Core Concepts
Welfare Equilibria (WE) provide a generalization of Stackelberg strategies that can recover desirable Nash Equilibria in non-coincidental games, where the Stackelberg strategy profile fails. The Welfare Function Search (WelFuSe) algorithm adaptively chooses an appropriate welfare function to avoid catastrophe in self-play while preserving performance against naive learning opponents.
Abstract
The content discusses the challenges of learning in multi-agent systems, where agents may have misaligned incentives and the environment is non-stationary. Opponent shaping (OS) approaches, which explicitly consider the opponent's incentives and behavior, have been proposed to address these challenges.
The authors first show that the Stackelberg strategy profile, in which both players choose Stackelberg strategies, represents a sensible solution concept in many two-player games. They then demonstrate that several existing OS algorithms can be derived as approximations to Stackelberg strategies.

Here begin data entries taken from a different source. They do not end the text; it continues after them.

PR #254, opened 2026-05-02
Paginate relation property reads

### LINKED ISSUE #244: Paginate relation property reads
## Summary

`extractRelationIds` currently returns only the relation IDs present on the page object. Relation properties can be partially represented on page responses, which means high-cardinality relation fields can be read as incomplete.

## Evidence

- `src/notion/extractors.ts:67-70` maps `prop.relation` directly.
- The helper is used for relation-heavy fields such as `Project`, `Topic`, `Supersedes`, `Affects`, `Compared With`, fact `Source`, fact `Project`, and entity relations.

## Impact

Reads can silently drop related page IDs for memories, facts, and decisions with many relations. That can affect rendered output, equality checks, migration/backfill logic, and any follow-up write that depends on the returned relation set.

## Suggested fix

Add a relation-property pagination path for fields that may exceed the inline page response. Because `extractRelationIds` is synchronous today, this likely needs either an async hydration helper at the service layer or targeted pagination in callers that need complete relation sets. Add a test with a relation response that reports more related IDs than the inline array carries.

Iron-Ham:
## Summary
- add a Notion relation-property hydration helper that paginates truncated relation values
- hydrate relation-heavy memory, fact, topic, entity, decision, and task read mappings before domain conversion
- cover relation pagination and the similar-topic merge regression that could drop truncated Project relations

Fixes #244

## Test plan
- npm run typecheck
- npm run lint
- npm run test
- npm run build
- node dist/cli.js status against ~/.lore/.lore.yaml production vault
- read smoke against ~/.lore/.lore.yaml for memories/facts/decisions/tasks and truncated relation-property scan

## Review
- independent code-review agent found a similar-topic merge hydration gap and a semantic-search hydration optimization
- fixed both and re-ran review; no remaining blocking issues found


Iron-Ham (commented):
**Verdict: Approve with one must-fix and a handful of should-fixes.**

The core helper (`src/notion/relation-properties.ts`) is the right shape — centralized, gated by `has_more`, inheriting rate-limit + 429 backoff via the recursive `rate-limit.ts` Proxy (thanks to `pages.properties.retrieve` already being governed). All `pageTo*` callers consistently route through hydration before mapping. `Confidence Score` is a `number` column, never matches `relationPropertyNeedsHydration`, so the read path correctly leaves system-managed columns untouched. AGENTS.md note correctly redirects future contributors away from the footgun. Nice catch on the `applySemanticPostFilters` and `mergeOneSimilarGroup` regressions during self-review.

### Must-fix

- 🔴 **Unbounded cursor loop** — `src/notion/relation-properties.ts:38-56`. The `while (true)` exits only on `!has_more || next_cursor == null`. There is no iteration cap. A pathological / buggy server response (or a future SDK regression) that returns `has_more: true` with a stable `next_cursor` loops forever, holding a rate-limit slot and a fact/memory `Promise.all` open indefinitely. The repo's other paginating walkers all share this shape, but this one runs inside a fan-out (one per page in a `Promise.all` over query results), so a single sick row poisons the entire batch. Add a hard iteration cap (e.g., 50 iterations = 5,000 ids; well above any plausible relation cardinality) and throw a descriptive error when hit. Pair it with a fault-injection test — the doctrine review checklist explicitly calls this out and it's the one missing piece in `relation-properties.test.ts`.

### Should-fix

- 🟡 **Silent truncation on the `object !== \"list\"` branch** — `relation-properties.ts:46-48`. When `properties.retrieve` returns a non-list response, the code falls back to `relationIdFromPropertyItem(response) ?? inlineIds`. But `inlineIds` is the *truncated* set (we only entered the loop because `has_more === true`), so the fallback silently returns partial data and `has_more: false` gets stamped on the hydrated page — the truncation now looks like a complete read. A v5-shape relation property should always paginate as a list; if it doesn't, that's a contract violation worth surfacing. Recommend: throw with the response shape in the error rather than swallow.

- 🟡 **No test for the exact-25 boundary or the >25 multi-page case past one cursor**. `relation-properties.test.ts` covers (a) zero / inline complete and (b) two-page truncation. Doctrine asks for the boundary case (exactly 25 inline + `has_more: false`, exactly 26 forces hydration). Cheap to add, and the boundary is exactly where Notion's API behavior is least documented.

- 🟡 **Concurrency × per-token rate limit interaction is implicit, not bounded by this layer.** `hydrateRelationPropertiesForPages` (`relation-properties.ts:84-92`) fans out `Promise.all` over N pages, each potentially issuing 1+ `properties.retrieve` calls. For a query response of 100 memories where many have truncated Project relations, this enqueues up to 100 concurrent hydrations against a ~3-rps bucket. The rate-limit Proxy paces them so we won't 429, but they all stack into the bucket queue while the caller awaits — multiplying p99 latency on `list`/`searchByContains`. Worth either (a) a `p-limit` bound inside `hydrateRelationPropertiesForPages` (concurrency=3 mirrors the bucket) so the queue can't balloon, or (b) at minimum a comment in `src/notion/AGENTS.md` flagging that callers in hot read paths should expect queue depth proportional to truncated-row count. The current shape is correct, just sub-optimal under the doctrine's per-token framing.

- 🟡 **`FACT_RELATION_PROPERTIES` includes single-relation columns** — `src/core/fact.ts:73-77`. `Source`, `SubjectEntity`, and `ObjectEntity` are all 0-or-1 relations (`pageToFact` reads `[0] ?? null` from each at fact.ts:1572, 1583-1584). They can never be truncated past 25. The hydration check is cheap (`relationPropertyNeedsHydration` short-circuits on `has_more !== true`), so this is correctness-neutral, but it adds noise to the relation list and risks suggesting these are multi-relation columns to a future reader. Recommend trimming to `[\"Project\"]` and adding a comment near the constant explaining the policy: \"only multi-relation columns belong here.\"

### Nits

- 💭 `relation-properties.ts:9-11` — the `RelationPropertyValue` type uses `Extract<…> & { has_more?: boolean }` and the type guard casts via `as { has_more?: boolean }`. The SDK does type `has_more` on relation properties in v5; if you import the SDK type directly you can drop the cast and the synthetic intersection.

- 💭 `relation-properties.ts:73` — `hydrated ??= { ...page, properties: { ...page.properties } }` lazily clones only when the first truncated property is encountered. Clever, but worth a one-line comment explaining the lazy-clone (\"avoid allocating a new object when nothing needs hydration — common case for unscoped or small-project rows\"), because the next contributor will be tempted to \"simplify\" it to an eager clone.

- 💭 The `decision.ts` / `task.ts` `list` paths now use `Promise.all(result.pages.map(async (page) => toDecisionSummary(pageToMemory(await hydrateMemoryRelationProperties(...), \"\")))` — five-deep `await`/call nesting. Extract a small `hydrateAndMap(client, page)` helper local to each service to flatten. Pure ergonomic.

- 💭 `topic-merge.test.ts:1852-1913` — the new \"hydrates truncated project relations\" test bypasses `createMockClient` and rolls a bespoke client object inline. It's the only test in the file that reaches into `pages.properties.retrieve`, so the inline approach is justified, but consider extending `createMockClient` to optionally accept a `propertyRetrieveResponses` array so the next pagination test in this file can reuse the harness.

### Cross-PR coupling

The doctrine instruction was right that this PR is the most spread-out. Concretely:

- **Every `pageToX` (`pageToMemory`, `pageToFact`, `pageToTopic`, `pageToEntity`) became `async`.** That's the wide blast radius — `sem impact hydrateRelationProperties` lists 170 affected entities. **#258** (entity merge with fact repointing) touches `entity.ts` and `fact.ts`; if it adds new call sites for `pageToEntity` / `pageToFact`, those must `await`. **#251** (partial update failures), **#256** (autosave learning dedup), **#259** (compare dispatch retryable), **#260** (topic-key upserts retry-safe) all touch `memory.ts`, which means any new `pageToMemory` invocations in those PRs must also `await` the now-async wrapper.

- **Recommended landing order: this PR first.** It's mechanical-but-broad, the test surface is contained (`relation-properties.test.ts` + the topic-merge regression test), and every other PR in the queue can rebase by mechanically inserting `await` — far easier than the inverse (rebasing this PR against five `memory.ts` rewrites).

- **One concrete coordination ask for #258**: if entity merge introduces any new caller that reads `Project` / `SubjectEntity` / `ObjectEntity` via `extractRelationIds` directly (without going through `pageToEntity` / `pageToFact`), it now needs `hydrateRelationProperties` first. The AGENTS.md update flags the rule, but a 1-line PR-description note when #258 lands would help reviewers catch it.

- **Coordination with #255 (wake-up task coverage)**: `task.ts`'s `list` now uses `await hydrateMemoryRelationProperties` per page. If #255 adds wake-up surfacing of overdue tasks, the per-row hydration cost compounds — relevant to the should-fix above on `hydrateRelationPropertiesForPages` concurrency bounding.

Solid PR overall. The must-fix is the only one that could land in production silently degrading; the should-fixes are quality-of-life and doctrine compliance.

Iron-Ham (commented):
Reviewed the relation-property pagination helper and the callers migrated onto it. I do not have any blocking findings.

The helper centralizes Notion relation pagination without changing the service-level contracts, and focused tests plus typecheck passed in review. CI is green/neutral. Residual risk is a live Notion relation-property pagination run, but the mocked SDK behavior covers the important continuation cases.

Iron-Ham (commented):
Consolidation note: my later short no-blocker review was incomplete. Treat the earlier detailed review as authoritative: the relation hydration helper needs a hard cursor/iteration cap before merge so a pathological `has_more: true` response cannot loop forever inside read-path fan-out. The non-list fallback and boundary tests are strong should-fixes as well.

Iron-Ham (commented):
Clean on current head 7e9348f: prior findings addressed, no remaining blockers/nits/follow-ups, checks green/neutral. GitHub still reports mergeability as UNKNOWN after base movement, so the rebase-merge endpoint is the final gate. GitHub disallows self-approval from the PR author account.

Iron-Ham:
Merge blocked after base moved: this PR reviewed clean at head 7e9348f, but GitHub now reports merge conflicts when attempting rebase-merge into the updated . Leaving it open until the branch is rebased/resolved; not merging under the clean-only policy.

Iron-Ham:
Correction/clarification: merge is blocked after base moved. This PR reviewed clean at head 7e9348f, but GitHub now reports merge conflicts when attempting rebase-merge into the updated main. Leaving it open until the branch is rebased/resolved; not merging under the clean-only policy.

Iron-Ham (commented):
Clean on current head 14bfe9e: rebased onto current main, prior findings preserved, no remaining blockers/nits/follow-ups, checks green/neutral, and mergeable. GitHub disallows self-approval from the PR author account, so this is recorded as a clean review comment before merging per policy.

However, the authors identify a class of "non-coincidental games" in which the Stackelberg strategy profile is not a Nash Equilibrium (NE). This includes several canonical matrix games, such as the Chicken Game, where the Stackelberg strategy profile leads to catastrophic outcomes in self-play.
To address this issue, the authors introduce Welfare Equilibria (WE) as a generalization of Stackelberg strategies. WE allows each player to choose a welfare function, which is then maximized while assuming the opponent plays a best response. The authors show that appropriate choices of welfare functions, such as egalitarian or fairness-based functions, can recover desirable NE solutions in non-coincidental games.
Finally, the authors present Welfare Function Search (WelFuSe), a practical algorithm that adaptively chooses the best welfare function from a predefined set, based on experience. WelFuSe is able to preserve performance against naive learning opponents while avoiding catastrophe in self-play, by learning to select non-greedy welfare functions when appropriate.
Stats
The content does not contain any key metrics or important figures to support the author's key logics.
Quotes
The content does not contain any striking quotes supporting the author's key logics.